REQUIREMENT –
Scan the entries that follow and copy out every line containing "Templates".
□ □ □ □ □
PR #812, opened 2022-05-11
[FEATURE] show divs for thumbnails and descriptions only when needed and add link

BFallert:
- only insert divs for thumbnails and description if the related fields have content.
- add a link to the collection page to the collection thumbnail image.

**This eliminates the need for customization in slub_digitalcollections:**
The link to the collection thumbnail replaces a short javascript code (marked with: "// Add click event to complete collections element on intro page") in the [DigitalcollectionsListScripts.js file](https://github.com/slub/slub_digitalcollections/blob/master/Resources/Private/JavaScript/DigitalcollectionsListScripts.js#L59) in slub_digitalcollections.

### DIFF
--- a/Resources/Private/Templates/Collection/List.html
+++ b/Resources/Private/Templates/Collection/List.html
@@ -36,16 +36,20 @@
                         </span>
                     </f:if>
                 </h2>
-                <f:if condition="{item.collection.thumbnail}"><div class="tx-dlf-collection-thumbnail">
-                    <f:link.action action="show"
-                                   arguments="{collection : item.collection}"
-                                   pageUid="{pageUid}">
-                        <f:image image="{item.collection.thumbnail}" alt="{f:translate(key: 'thumbnail')} {item.collection.label}" title="{item.collection.label}" maxWidth="250" />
□ □ □ □ □
FINISHED TASK –
--- a/Resources/Private/Templates/Collection/List.html
+++ b/Resources/Private/Templates/Collection/List.html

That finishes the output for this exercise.